Любовь поэта к детям обнаруживает ту же абсолютную независимость в действиях, органическую спонтанность эмоционального порыва, как и в историях с одинокой сосной или с бамбуковым ростком. То, что он мог играть с детьми в тэмари или отэдама, еще раз доказывает, насколько раскрепощен был дух чудака-поэта. Рёкан мог позволить себе то, что порой хотелось бы каждому из нас, но что взрослые считают ниже своего достоинства и потому никогда не делают. При игре в тэмари и отэдама выигрыш отмечается припевкой, которую поют хором все участники. Мерное раскачивание мячика, мелькание рук и слитное звучание звонких голосов – как бы наивно все это ни выглядело, – вероятно, дарило новое вдохновение простодушному чудаку Рёкану. По той же причине он любил танцевать на праздниках, участвуя в немудрящих деревенских плясках. Однажды крестьяне узнали Рёкана среди танцоров – он замаскировался под молоденькую девушку. «Как чудесно танцует эта девица!» – умышленно громко заметил кто-то из плясавших рядом. Рёкан услышал комплимент и был ужасно доволен, а потом рассказывал всем друзьям и знакомым, как его похвалили в деревне.

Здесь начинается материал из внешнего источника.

PR #2248, opened 2015-12-09
modify testCheckArgument_simpleMessage_failure to clean code

intonormal:
verifySimpleMessage(expected)  change to assertThat(expected).hasMessage("A message"), 

so that the  compared target("A message") can be saw straightway


intonormal:
I signed it!
this is my first contribute in open source
exciting and hope to be accepted

cpovirk:
Sorry that we sat on this (and so many pull requests) for so long.

If "A message" appeared inline in the setup for the test, I would agree that there's a clear benefit to including it inline in the assertion. But it's already defined elsewhere, so this test already fails to be readable on its own :( You could probably fine a way to move all the information inline if you want, but I'd encourage you to look for something more substantial. Maybe https://github.com/google/guava/issues/2394 if you're still interested.

PR #2344, opened 2015-12-28
Remove unaccessible and unnecessary legacy XML_ESCAPER.

leeca:
During some analysis with DepAn, I notices that XML_ESCAPER is never used internally, nor is it accessible externally.  Seems like a good idea to delete this cruft, especially after 2 years as dead code.

### DIFF
--- a/guava/src/com/google/common/xml/XmlEscapers.java
+++ b/guava/src/com/google/common/xml/XmlEscapers.java
@@ -113,7 +113,6 @@ public class XmlEscapers {
     return XML_ATTRIBUTE_ESCAPER;
   }
 
-  private static final Escaper XML_ESCAPER;
   private static final Escaper XML_CONTENT_ESCAPER;
   private static final Escaper XML_ATTRIBUTE_ESCAPER;
   static {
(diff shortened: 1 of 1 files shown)


leeca:
I signed it!

kluever:
So this is actually some deprecated code that we have internally, and is publicly accessible for our internal users (the method is deprecated).

Usually we're able to strip out that stuff, but since it's being constructed in a static block, it's a little more difficult. Since it's not hurting anything, I'm inclined to leave it as-is.

leeca:
You have write permission, so it is your call.  But it does seem to violate the normal Googley convention that no dead or commented out code should be checked into the repository.  I guess all rules have exceptions.

lowasser:
To be clear, the code is used internally, and we mirror out our internal codebase by passing it through a stripping tool, which has more trouble stripping out this code than usual because of the way it's written.  Internally, we're _extremely_ aggressive about stripping out unused code -- much more aggressive than we can be externally -- but this happens to hit an edge case where we can't strip out something that we've eliminated externally.

PR #2345, opened 2015-12-29
Add Splitter methods to return CharSequence types.

mspiegel:
Not sure if this has been discussed previously but it is trivial to add methods that return CharSequence types to the Splitter API and maintain the existing API. We have some use cases for this feature where we do not want to create temporary char[] array copies of the intermediate substrings.

The Splitter API accepts CharSequence types as input and internally manipulates CharSequence types. This patch maintains the existing methods that return String types and adds additional methods that
return CharSequence types. The performance overhead on the existing methods that return String type is one additional call to Iterators#transform() that calls toString() on the CharSequence results. Note the #toString() call was already present in the existing implementation.

### DIFF
--- a/guava-tests/test/com/google/common/base/SplitterTest.java
+++ b/guava-tests/test/com/google/common/base/SplitterTest.java
@@ -66,6 +66,12 @@ public class SplitterTest extends TestCase {
     assertThat(letters).containsExactly("a", "b", "c").inOrder();
   }
 
+  public void testCharacterSimpleSplitToCharSequenceList() {
+    String simple = "a,b,c";
+    List<CharSequence> letters = COMMA_SPLITTER.splitToCharSequenceList(simple);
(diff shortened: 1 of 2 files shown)


kluever:
The `Splitter` API has been part of Guava since 1.0, and has been fairly stable (it's non-`@Beta` at this point). I'm somewhat doubtful that this use-case is popular enough for us to start expanding the API at this point.

mspiegel:
It looks like the API of Splitter was created at the time when the HotSpot
JVM did not allocate new char[] arrays for subsequences. That behavior was
changed in their release of JDK 7u6:
http://bugs.java.com/view_bug.do?bug_id=4513622. Might this warrant the
need for new methods that do not create new char[] arrays?

kluever:
That's an interesting issue, but I think I'm still -1 on this. Any thoughts @lowasser ?

kluever:
Unlikely to add this w/o a demonstrated, proven performance issue.

Issue #2132, opened 2015-08-13
Add video MediaTypes


Alexuy:
Missed several video MimeTypes in MediaType class:

    video/x-flv
    video/3gpp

В каждом из нас дремлет подспудное желание вернуться к естественной жизни с простейшими способами выражения чувств, а также и приобретения опыта. Путь к такому существованию определен в учении, известном как «Путь богов». Хотя я не могу точно сказать, какой именно смысл вкладывают сторонники «Пути богов» в сам термин «Каминагара-но мити», мне кажется совершенно очевидным, что они имеют в виду воскрешение, возрождение или сохранение того образа жизни, который вели боги до появления рода человеческого. Это Путь свободы, естественности, раскованности. Как же и когда мы сошли с него? Здесь мы сталкиваемся с кардинальной проблемой религии. Ее решение дает ключ к пониманию некоторых аспектов Дзэн-буддизма, а также и свойственных японцам особенностей восприятия природы. Когда мы говорим о естественности поведения, то имеем в виду прежде всего способность свободно и непредвзято выражать свои чувства, живо и без промедления реагировать на все, что творится вокруг, не строить расчетов, связанных с нашими собственными действиями или действиями окружающих, не допускать никаких мыслей о наживе, цене, ценности, отличиях и заслугах, осложнениях и последствиях. Таким образом, быть естественным – значит уподобиться ребенку, только без соответствующей интеллектуальной и эмоциональной незрелости. В определенном смысле ребенок весь соткан из эгоистических импульсов, но в его поведении нет ни малейшей предвзятости. Если смотреть под таким углом, ребенок предстает существом ангельским, божественным. Он знать не желает всевозможные социальные ограничения, призванные удерживать взрослых в рамках закона и бытовых норм поведения. Он живет вне всяких искусственных регламентаций.
Практические результаты подобного поведения далеко не всегда приемлемы для тех, кто считает себя умным, культурным, утонченным человеком. Но дело не в практической пользе, а в искренности суждений, бескорыстной непредвзятости чувств, непосредственности ответа на любое слово или действие. Когда сердце человека свободно от хитрости и лжи, мы можем сказать, что он достиг естественности, уподобился ребенку. Есть в этом что-то возвышенно-религиозное – не зря ангелов изображают в виде детей с крылышками. Вот почему, например, дзэнские художники всегда любили писать портреты Кандзана и Дзиттоку (Хань Шаня и Ши Дэ) или же фигуру Хотэя (Бу Дай), окруженного группой ребятишек.
При всем том вернуться к природе не означает вернуться к примитивному способу существования, типичному для первобытных народов в доисторические времена. Это значит придерживаться свободного и раскрепощенного образа жизни. Один из факторов, серьезно осложняющих и затрудняющих жизнь современного человека, – это предопределенность, которую мы ощущаем на каждом шагу: в морали, экономике, интеллектуальных усилиях и при решении бытовых проблем. Но ведь наше существование предполагает нечто большее. Мы не можем удовлетвориться узким кругом перечисленных интересов, стремимся к каким-то глубинным пластам за пределами чистой морали и интеллекта. Пока мы остаемся в плену телеологической концепции бытия, мы не свободны в действиях и познании, и наша несвобода служит источником бесконечных треволнений и бед, которыми полнится мир.